Él la observó en silencio.
—Te he aceptado sin pedir explicaciones. Te he apoyado incluso sin entenderte. Te he querido, sin poner condiciones. Pero no soy tonta, y no voy a vivir eternamente ignorando lo evidente.
Santiago se tensó.
—¿Qué estás diciendo?
Verónica dio un paso al frente.
—Estoy diciendo que... necesito saber. Antes de que te vayas, antes de que todo esto se convierta en una herida más.
—Verónica...
—¿Por qué disparaste a Marco? Dímelo tú, con tus palabras. Con tu verdad. No me ocultes más. No te escondas otra vez.
El silencio se hizo espeso. Santiago apretó los labios. Pero la pregunta ya estaba dicha.
Y no había marcha atrás. Verónica no había vuelto a sentarse desde que lanzó la pregunta. Y Santiago, aún inmóvil, parecía haber envejecido varios años en el transcurso de unos segundos.
Ella lo observaba con el corazón acelerado, los brazos cruzados, los ojos fijos en él con una mezcla de dolor y firmeza. Sabía que algo profundo iba a emerger. Y él, por primera vez desde que lo conocía, parecía no tener más escapatorias.
Santiago inspiró hondo, cerró los ojos un momento, y luego habló. Su voz ya no era la del joven sarcástico, ni la del hombre esquivo. Era la voz de alguien que ha decidido dejar caer el disfraz.
—Para empezar... —dijo lentamente— no soy primo de Jackie. Y no me llamo Santiago.
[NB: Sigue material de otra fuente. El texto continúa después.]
Issue #380, opened 2022-02-18
Visualisation layer under labels / lakes


ptbrowne:
We have disabled labels on the map as they were under the viz layer. We should find a way to insert the viz layer just under the viz layer, see https://deck.gl/docs/api-reference/mapbox/overview#inserting-a-2d-deck-layer-before-an-existing-mapbox-layer.

- Labels over viz layer
- Lakes over viz layer

This could be done via different layer styles.

sosiology:
Notes from Weekly Call (06.04.2022)
- The shapes are stacked and you cannot see everything (e.g. in Tessin the shapes are over the lakes, whereas int he West of CH it is ok) - this is due to the lake layer being under the shapes.

ptbrowne:
Let's also check https://github.com/visualize-admin/visualization-tool/issues/479

ptbrowne:
Fixed by #514

PR #398, opened 2022-02-21
Labels on top of shapes (maps)

bprusinowski:
`_map.tsx` is the current map, saved for reference, so I could copy & paste the code easily.

There is a problem with hovering, as the circles below other circles are highlighted in the first order. I tried with a custom `Controller` (https://deck.gl/docs/api-reference/core/controller) that would use Mapbox GL's `queryRenderedFeatures`, but I wasn't sure about the performance and we would need to change the way of highlighting the circles (no autoHighlight, probably some `const activeCircle = useState()`).

Also, there is another problem with disabling a base layer, probably related with one of the contexts (map or deck). After it's disabled, it can't be enabled again using the current approach.

Related to #380.

### DIFF
--- a/app/charts/map/_map.tsx
+++ b/app/charts/map/_map.tsx
@@ -1,7 +1,6 @@
 import { MapController, WebMercatorViewport } from "@deck.gl/core";
-import { ScatterplotLayer } from "@deck.gl/layers";
-import { MapboxLayer } from "@deck.gl/mapbox";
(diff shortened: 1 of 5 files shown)


AnninaWalker:
Even if I check off the checkbox for Baselayer, the labels are still visible

Screenshot 2022-04-21 at 16 08 17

Verónica parpadeó. Su rostro no mostró sorpresa exagerada, solo una intensidad creciente, como si algo dentro de ella lo hubiera intuido siempre.
—¿Entonces... quién eres?
—Mi nombre real es Renato Arteaga.
Ella no dijo nada. Solo lo observó.
—Santiago y yo sí existíamos en una misma historia. Éramos muy amigos. Hermanos casi. Él fue... lo más parecido a una familia para mí en un momento de mi vida en el que todo estaba en ruinas.
—¿Y qué pasó con él?
Renato tragó saliva. Se pasó la mano por la frente, visiblemente afectado.
—Un día... estábamos viajando juntos. Yo... él me estaba ayudando a escapar. De algo... grande.
Verónica no desvió la mirada.
—¿Escapar de qué?
—De la policía.
Ella frunció el ceño. Pero no lo interrumpió.
—Habían encontrado muerta a mi exnovia en mi departamento. Su nombre era Lucía. Tenía problemas con las drogas, y ya antes había intentado quitarse la vida. Esa noche... discutimos. Yo me fui. Ella se quedó. Y al volver... ya era tarde. La encontré sin vida. La escena lo sugería todo. Pero la policía creyó que fue homicidio. Y que yo era el culpable.
—¿Y tú no...?
—No. Verónica, no fui yo. Sé cómo suena. Sé lo que parece. Pero no fui yo. Ni siquiera la toqué ese día. Era... una chica noble. Quise ayudarla, pero no supe cómo. Me fui por miedo. Y en vez de entregarme, decidí huir.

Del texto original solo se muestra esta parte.